What is needed here is every entry, retyped exactly.

___

PR #119, opened 2025-10-20
update: Modify code to be compatible with v0.10.2

rebel-jiwoopark:
### 🚀 Summary of Changes

Modify code to be compatible with v0.10.2

---

### 📌 Related Issues / Tickets

* Resolves #
* Related to #97 

---

### ✅ Type of Change

* [ ] ✨ Feature (`feature`)
* [ ] 🧠 Model support (`model`)
* [x] 🧬 Core engine changes (`core`)
* [ ] 🛠 Bug fix (`bug-fix`)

___

The completed task
PR #119, opened 2025-10-20
update: Modify code to be compatible with v0.10.2

rebel-jiwoopark:
### 🚀 Summary of Changes

Modify code to be compatible with v0.10.2

---

### 📌 Related Issues / Tickets

* Resolves #
* Related to #97 

---

### ✅ Type of Change

* [ ] ✨ Feature (`feature`)
* [ ] 🧠 Model support (`model`)
* [x] 🧬 Core engine changes (`core`)
* [ ] 🛠 Bug fix (`bug-fix`)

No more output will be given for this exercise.